_Work instruction:_ How many of the lines below include "HighsInt"? Give the number and no other words.

* * * * * * *

PR #3241, opened 2026-08-27
Avoid stalling in `HighsRedcostFixing::addRootRedcost`

fwesselm:
## Description

- Avoid stalling in `HighsRedcostFixing::addRootRedcost` for huge bounds (`>= kHighsIInf`) on integer variables.
- Add a unit test.

## Checklist

- [x] I have read the [contributing guidelines](https://github.com/ERGO-Code/HiGHS/blob/latest/CONTRIBUTING.md)
- [x] This PR targets the `latest` branch
- [x] Tests are passing
- [x] Documentation was updated where relevant
- [x] This PR is not primarily AI-generated (per the AI contributions policy in CONTRIBUTING.md)

PR #3243, opened 2026-08-27
Now mapping to `kHighsInf`, any bounds on (semi-)integer variables that are not less than 1e9

jajhall:
## Description

Ridiculous large finite bounds on integer variables caused a failure addressed by #3241 

Removed infinite bound of 1e9 for integers, but added separate continuous and noncontinuous bound analysis, and warning statement for badly-scaled models

## Checklist

- [x] Tests are passing


Opt-Mucca (commented):
I don't mind this change, but I do worry `1e9` is too small here (don't see an easy way that we can increase it).

We'd now risk giving "infeasible" solutions for people who modelled with such large bounds.

highs/lp_data/HighsLpUtils.cpp
```diff
@@ -386,9 +386,15 @@ HighsStatus assessBounds(const HighsOptions& options, const std::string& type,
...
   HighsInt num_infinite_upper_bound = 0;
+  HighsInt num_infinite_integer_lower_bound = 0;
+  HighsInt num_infinite_integer_upper_bound = 0;
   HighsInt local_ix;
   HighsInt ml_ix;
   HighsInt usr_ix = -1;
+  // Any bounds on integer or semi-integer variables that are not less
+  // than infinite_integer_bound are set to kHighsInf
+  const double infinite_integer_bound =
+      1e9;  // Approx static_cast<double>(kHighsIInf/2);
```
fwesselm: Would it be worth having a separate option `infinite_integer_bound` (instead of hard-coding this)?

fwesselm (commented):
@jajhall, just one question regarding hard-coding the 1e9.

jajhall:
> I don't mind this change, but I do worry `1e9` is too small here (don't see an easy way that we can increase it).
> 
> We'd now risk giving "infeasible" solutions for people who modelled with such large bounds.

No, as the change relaxes the bounds on such columns. So unboundedness is the "risk".

However, if someone sets 1e9 as a bound that might be active in an optimal solution they are asking for trouble. Even the simplex solver may fail as 1e9/primal_feasibility_tolerance is 1/double_precision.

The reason for the `infinite_bound` option is that some folk will not know the value to use for an "infinite" bound, so just put something large. To be honest, allowing them to vary the value of the `infinite_bound` option from its default value of 1e20 (with no upper limit!) gives the misleading impression that they can have meaningful bounds greater than 1e20. If it were not for the prospect of having some internal problem scaling facility, I'd be in favour of reducing the default value to 1e12, and only allowing users to reduce it - with the only lower limit being zero.

highs/lp_data/HighsLpUtils.cpp
jajhall: I don't think so. There's no way we'd allow a larger value, and we don't need it to be any less for the original purpose.

The reason for the `infinite_bound` option is that some folk will not know the value to use for an "infinite" bound, so just put something large. To be honest, allowing them to vary the value of the `infinite_bound` option from its default value of 1e20 (with no upper limit!) gives the misleading impression that they can have meaningful bounds greater than 1e20. If it were not for the prospect of having some internal problem scaling facility, I'd be in favour of reducing the default value to 1e12, and only allowing users to reduce it - with the only lower limit being zero.

Opt-Mucca:
> No, as the change relaxes the bounds on such columns. So unboundedness is the "risk".
However, if someone sets 1e9 as a bound that might be active in an optimal solution they are asking for trouble. Even the simplex solver may fail as 1e9/primal_feasibility_tolerance is 1/double_precision.

It's not that uncommon for users to model terms with `1e+9`. I'm quite afraid of such unbounded cases.
What I meant with "infeasible" solutions is that the integral bound doesn't have to be tight to change the optimal solution drastically. There may have been an optimal solution around `x ≈ 1e+5`, but now another "optimal" solution at `x ≈ 1e+10` can pop up despite the user having modelled that they don't want it with the `x <= 1e+9` bound  (not going to be common, but not so ridiculous to imagine).

Opt-Mucca (approved):
Happy with the change now! I'd still suggest using `kExcessivelyLargeBoundValue` instead of `1e4`, but can live with the compromise

highs/lp_data/HighsSolve.cpp
```diff
@@ -538,20 +551,33 @@ void assessExcessiveObjectiveBoundScaling(const HighsLogOptions log_options,
...
                  "%s has some excessively large Hessian values\n",
                  problem.c_str());
-  if (0 < min_col_bound && min_col_bound < small_bound)
+  if (0 < min_continuous_col_bound && min_continuous_col_bound < small_bound)
     highsLogUser(log_options, HighsLogType::kWarning,
-                 "%s has some excessively small column bounds\n",
-                 problem.c_str());
-  if (max_col_bound > large_bound)
+                 "%s has some excessively small bounds on%s variables\n",
+                 problem.c_str(), is_mip ? " continous" : "");
```
fwesselm: continuous?

highs/lp_data/HighsSolve.cpp
```diff
@@ -674,9 +703,16 @@ void assessExcessiveObjectiveBoundScaling(const HighsLogOptions log_options,
...
-  if (order_of_magnitude_message || dl_user_bound_scale)
+  if (order_of_magnitude_message || dl_user_bound_scale) {
     highsLogUser(log_options, HighsLogType::kWarning, "%s\n",
                  message.str().c_str());
+    warning_issued = true;
+  }
+  if (warning_issued)
+    highsLogUser(log_options, HighsLogType::kWarning,
+                 "%s is badly scaled, which may compromise the speed, accuracy "
+                 "and reliablilty of solvers in HiGHS\n",
```
fwesselm: reliability?

highs/lp_data/HighsSolve.cpp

* * * * * * *

_Worked solution:_ 6